--- TASK INPUT Enclosed Below ---
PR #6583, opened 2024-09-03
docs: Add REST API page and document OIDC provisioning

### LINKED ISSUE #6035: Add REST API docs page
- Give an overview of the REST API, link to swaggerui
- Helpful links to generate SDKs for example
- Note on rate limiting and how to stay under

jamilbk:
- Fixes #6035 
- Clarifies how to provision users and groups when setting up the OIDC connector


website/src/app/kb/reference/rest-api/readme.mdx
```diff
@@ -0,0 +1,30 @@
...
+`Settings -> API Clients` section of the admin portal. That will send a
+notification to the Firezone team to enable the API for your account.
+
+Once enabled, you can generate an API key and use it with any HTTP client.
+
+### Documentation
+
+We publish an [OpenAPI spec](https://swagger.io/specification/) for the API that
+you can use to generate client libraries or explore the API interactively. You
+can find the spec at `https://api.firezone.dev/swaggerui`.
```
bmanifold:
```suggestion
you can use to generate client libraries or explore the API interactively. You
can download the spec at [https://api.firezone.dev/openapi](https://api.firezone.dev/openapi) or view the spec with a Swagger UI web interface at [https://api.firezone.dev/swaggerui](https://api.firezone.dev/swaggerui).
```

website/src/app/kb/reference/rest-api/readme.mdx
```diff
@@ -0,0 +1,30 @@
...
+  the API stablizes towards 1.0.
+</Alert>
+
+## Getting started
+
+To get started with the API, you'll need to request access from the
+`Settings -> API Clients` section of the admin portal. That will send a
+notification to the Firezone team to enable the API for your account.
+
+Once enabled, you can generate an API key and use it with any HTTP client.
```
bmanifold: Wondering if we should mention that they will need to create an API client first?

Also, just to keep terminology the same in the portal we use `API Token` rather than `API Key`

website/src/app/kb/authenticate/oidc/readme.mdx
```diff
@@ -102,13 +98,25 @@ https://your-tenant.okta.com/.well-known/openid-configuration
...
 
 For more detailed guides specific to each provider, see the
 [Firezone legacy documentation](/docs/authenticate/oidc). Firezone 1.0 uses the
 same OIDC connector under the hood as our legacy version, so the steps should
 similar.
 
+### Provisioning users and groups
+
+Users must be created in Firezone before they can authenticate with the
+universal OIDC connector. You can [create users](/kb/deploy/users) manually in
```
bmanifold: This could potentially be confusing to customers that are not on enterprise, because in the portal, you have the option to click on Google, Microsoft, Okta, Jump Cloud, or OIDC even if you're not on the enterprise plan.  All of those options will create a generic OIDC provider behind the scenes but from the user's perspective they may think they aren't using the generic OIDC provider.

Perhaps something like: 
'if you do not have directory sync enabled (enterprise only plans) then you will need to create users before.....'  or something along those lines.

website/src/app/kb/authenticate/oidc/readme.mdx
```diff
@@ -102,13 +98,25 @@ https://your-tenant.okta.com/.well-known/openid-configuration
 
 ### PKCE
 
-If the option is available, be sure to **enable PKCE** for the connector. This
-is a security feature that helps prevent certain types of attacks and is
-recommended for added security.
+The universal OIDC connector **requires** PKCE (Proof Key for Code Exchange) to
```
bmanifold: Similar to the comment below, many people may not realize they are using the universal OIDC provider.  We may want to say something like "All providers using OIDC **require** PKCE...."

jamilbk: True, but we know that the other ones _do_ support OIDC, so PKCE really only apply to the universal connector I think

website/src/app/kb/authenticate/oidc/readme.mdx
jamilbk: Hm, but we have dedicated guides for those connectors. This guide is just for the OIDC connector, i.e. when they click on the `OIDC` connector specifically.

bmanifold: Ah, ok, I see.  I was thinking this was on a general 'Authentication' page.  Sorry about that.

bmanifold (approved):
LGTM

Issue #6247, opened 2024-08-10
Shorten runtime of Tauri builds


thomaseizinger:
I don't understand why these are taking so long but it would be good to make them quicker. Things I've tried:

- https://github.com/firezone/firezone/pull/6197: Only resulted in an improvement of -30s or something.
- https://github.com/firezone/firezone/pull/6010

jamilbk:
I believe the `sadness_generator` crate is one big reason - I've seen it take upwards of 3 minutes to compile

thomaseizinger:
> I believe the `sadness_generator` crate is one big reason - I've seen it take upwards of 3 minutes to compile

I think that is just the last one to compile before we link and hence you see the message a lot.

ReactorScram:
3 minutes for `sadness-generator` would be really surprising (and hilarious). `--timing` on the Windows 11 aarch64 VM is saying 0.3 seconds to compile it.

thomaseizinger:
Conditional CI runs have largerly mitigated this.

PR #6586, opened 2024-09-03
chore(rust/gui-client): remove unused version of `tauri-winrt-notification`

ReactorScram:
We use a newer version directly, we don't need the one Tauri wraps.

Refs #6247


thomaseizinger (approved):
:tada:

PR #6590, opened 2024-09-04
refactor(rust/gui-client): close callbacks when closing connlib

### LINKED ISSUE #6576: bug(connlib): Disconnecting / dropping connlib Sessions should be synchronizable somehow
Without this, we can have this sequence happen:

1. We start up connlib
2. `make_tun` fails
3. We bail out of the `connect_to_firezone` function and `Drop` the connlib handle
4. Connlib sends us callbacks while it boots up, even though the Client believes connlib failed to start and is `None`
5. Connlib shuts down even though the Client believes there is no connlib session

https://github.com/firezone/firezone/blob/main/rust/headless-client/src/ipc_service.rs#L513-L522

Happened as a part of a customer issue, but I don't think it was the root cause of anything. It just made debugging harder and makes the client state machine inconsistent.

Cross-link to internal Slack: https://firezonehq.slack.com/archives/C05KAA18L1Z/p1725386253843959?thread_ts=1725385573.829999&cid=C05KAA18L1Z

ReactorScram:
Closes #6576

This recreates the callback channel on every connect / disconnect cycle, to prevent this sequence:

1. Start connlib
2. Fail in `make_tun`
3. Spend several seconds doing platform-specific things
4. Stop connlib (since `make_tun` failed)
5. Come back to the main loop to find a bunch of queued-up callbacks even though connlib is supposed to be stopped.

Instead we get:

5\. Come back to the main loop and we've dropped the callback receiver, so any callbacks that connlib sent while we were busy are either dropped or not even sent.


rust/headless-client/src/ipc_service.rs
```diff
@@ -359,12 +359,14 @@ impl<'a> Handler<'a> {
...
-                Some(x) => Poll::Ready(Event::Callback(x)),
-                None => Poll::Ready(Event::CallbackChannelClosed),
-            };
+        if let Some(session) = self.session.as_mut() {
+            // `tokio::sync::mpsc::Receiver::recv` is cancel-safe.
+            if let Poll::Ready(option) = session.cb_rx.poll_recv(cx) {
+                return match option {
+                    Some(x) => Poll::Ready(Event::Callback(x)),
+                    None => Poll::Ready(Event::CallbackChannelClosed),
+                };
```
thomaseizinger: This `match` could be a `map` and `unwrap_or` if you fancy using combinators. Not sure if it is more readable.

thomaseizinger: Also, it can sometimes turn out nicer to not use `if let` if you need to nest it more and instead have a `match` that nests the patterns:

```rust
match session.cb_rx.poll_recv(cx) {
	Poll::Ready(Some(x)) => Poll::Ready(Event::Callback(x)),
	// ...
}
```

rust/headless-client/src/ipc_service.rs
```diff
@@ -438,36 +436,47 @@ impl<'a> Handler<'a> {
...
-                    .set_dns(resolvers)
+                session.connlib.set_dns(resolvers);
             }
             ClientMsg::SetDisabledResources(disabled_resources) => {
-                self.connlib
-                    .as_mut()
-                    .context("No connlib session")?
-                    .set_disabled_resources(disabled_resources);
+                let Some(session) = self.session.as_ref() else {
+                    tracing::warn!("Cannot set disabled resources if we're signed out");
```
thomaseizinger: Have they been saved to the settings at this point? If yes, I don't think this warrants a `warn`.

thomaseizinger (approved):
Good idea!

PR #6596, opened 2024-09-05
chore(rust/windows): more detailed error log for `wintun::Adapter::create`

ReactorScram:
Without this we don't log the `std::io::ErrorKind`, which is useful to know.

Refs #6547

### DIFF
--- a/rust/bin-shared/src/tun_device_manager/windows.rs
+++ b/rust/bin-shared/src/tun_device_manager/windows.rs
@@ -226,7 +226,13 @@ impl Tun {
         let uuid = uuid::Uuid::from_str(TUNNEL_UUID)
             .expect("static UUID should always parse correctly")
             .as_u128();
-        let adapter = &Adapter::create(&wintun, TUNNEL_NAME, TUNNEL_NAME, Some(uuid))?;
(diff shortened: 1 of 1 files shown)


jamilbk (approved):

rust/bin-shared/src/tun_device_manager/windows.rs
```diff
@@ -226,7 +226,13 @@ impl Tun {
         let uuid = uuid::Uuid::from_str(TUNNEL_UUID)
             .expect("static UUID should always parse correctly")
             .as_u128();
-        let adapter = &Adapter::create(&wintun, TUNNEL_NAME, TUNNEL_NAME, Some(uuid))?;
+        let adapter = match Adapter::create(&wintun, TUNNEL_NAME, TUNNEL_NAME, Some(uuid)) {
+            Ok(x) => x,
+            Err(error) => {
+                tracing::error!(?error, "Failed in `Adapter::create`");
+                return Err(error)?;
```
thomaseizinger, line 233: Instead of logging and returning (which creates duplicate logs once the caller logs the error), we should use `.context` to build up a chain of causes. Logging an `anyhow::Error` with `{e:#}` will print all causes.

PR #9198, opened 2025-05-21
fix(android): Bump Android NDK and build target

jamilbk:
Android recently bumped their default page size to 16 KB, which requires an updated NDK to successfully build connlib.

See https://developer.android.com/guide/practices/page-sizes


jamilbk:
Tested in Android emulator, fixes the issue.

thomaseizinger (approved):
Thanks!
--- End of Enclosed TASK INPUT ---
Word for word, set down the lines from the beginning of the records through the line that holds "- Fixes #6035". Leave out the rest.

PR #6583, opened 2024-09-03
docs: Add REST API page and document OIDC provisioning

### LINKED ISSUE #6035: Add REST API docs page
- Give an overview of the REST API, link to swaggerui
- Helpful links to generate SDKs for example
- Note on rate limiting and how to stay under

jamilbk:
- Fixes #6035 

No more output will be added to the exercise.